EXERCISE INSTRUCTIONS
Reproduce the records that follow exactly as they are written.

[Stored data]
* * *
PR #640, opened 2017-11-26
Gabriela's bowling challenge submission 

gabrielabud:


neoeno:
Hi Gabriela! Plenty of time to work on this yet, so I'll give you some responses to your questions that I hope will give you something to work on:

1. Good to work on `eslint` — shows attention to quality :). Your problem is related to your configuration file — it is not in the right format. I would suggest using `eslint` on the command line and getting it working there before moving onto text editor integration. That should make it easier to locate your mistakes.
2. Your mocking of `frame` isn't the issue causing your test to fail. I'd examine it closer — use `console.log`, think carefully about the code, use `console.log` again — etc.
3. Currently `Game` contains all the logic in the program, while `Frame` only contains a bit of state. This would not be an example of the single responsibility principle, as `Game` is responsible for almost everything. Can you think of some ways of extracting that logic? Try putting 'meaning' to the side and trying to think of any possible way of breaking the responsibilities up, come up with a few options, see how they feel.

Keep going. You're putting in some really hard work here and persevering with these questions will really pay off, even if it feels tough. Come find me if you start to get really frustrated :)

gabrielabud:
* * *
RESULT OF THE EXERCISE
PR #640, opened 2017-11-26
Gabriela's bowling challenge submission 

gabrielabud:


neoeno:
Hi Gabriela! Plenty of time to work on this yet, so I'll give you some responses to your questions that I hope will give you something to work on:

1. Good to work on `eslint` — shows attention to quality :). Your problem is related to your configuration file — it is not in the right format. I would suggest using `eslint` on the command line and getting it working there before moving onto text editor integration. That should make it easier to locate your mistakes.
2. Your mocking of `frame` isn't the issue causing your test to fail. I'd examine it closer — use `console.log`, think carefully about the code, use `console.log` again — etc.
3. Currently `Game` contains all the logic in the program, while `Frame` only contains a bit of state. This would not be an example of the single responsibility principle, as `Game` is responsible for almost everything. Can you think of some ways of extracting that logic? Try putting 'meaning' to the side and trying to think of any possible way of breaking the responsibilities up, come up with a few options, see how they feel.

Keep going. You're putting in some really hard work here and persevering with these questions will really pay off, even if it feels tough. Come find me if you start to get really frustrated :)

gabrielabud:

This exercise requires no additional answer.